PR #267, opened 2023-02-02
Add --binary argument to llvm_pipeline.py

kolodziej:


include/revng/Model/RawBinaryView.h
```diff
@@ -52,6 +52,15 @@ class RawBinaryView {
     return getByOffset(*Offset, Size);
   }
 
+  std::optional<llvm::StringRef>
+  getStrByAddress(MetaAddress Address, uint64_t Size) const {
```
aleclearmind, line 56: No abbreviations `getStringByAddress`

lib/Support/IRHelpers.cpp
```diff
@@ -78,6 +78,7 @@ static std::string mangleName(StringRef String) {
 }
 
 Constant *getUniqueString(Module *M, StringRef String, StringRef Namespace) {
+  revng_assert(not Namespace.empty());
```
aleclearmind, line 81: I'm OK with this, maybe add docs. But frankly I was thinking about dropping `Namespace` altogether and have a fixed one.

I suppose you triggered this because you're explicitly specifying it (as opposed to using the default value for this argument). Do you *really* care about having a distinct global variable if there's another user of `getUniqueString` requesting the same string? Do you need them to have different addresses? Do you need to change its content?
= = = = =
Exercise brief: Write the material out exactly, with nothing left out.

Solution below:
PR #267, opened 2023-02-02
Add --binary argument to llvm_pipeline.py

kolodziej:


include/revng/Model/RawBinaryView.h
```diff
@@ -52,6 +52,15 @@ class RawBinaryView {
     return getByOffset(*Offset, Size);
   }
 
+  std::optional<llvm::StringRef>
+  getStrByAddress(MetaAddress Address, uint64_t Size) const {
```
aleclearmind, line 56: No abbreviations `getStringByAddress`

lib/Support/IRHelpers.cpp
```diff
@@ -78,6 +78,7 @@ static std::string mangleName(StringRef String) {
 }
 
 Constant *getUniqueString(Module *M, StringRef String, StringRef Namespace) {
+  revng_assert(not Namespace.empty());
```
aleclearmind, line 81: I'm OK with this, maybe add docs. But frankly I was thinking about dropping `Namespace` altogether and have a fixed one.

I suppose you triggered this because you're explicitly specifying it (as opposed to using the default value for this argument). Do you *really* care about having a distinct global variable if there's another user of `getUniqueString` requesting the same string? Do you need them to have different addresses? Do you need to change its content?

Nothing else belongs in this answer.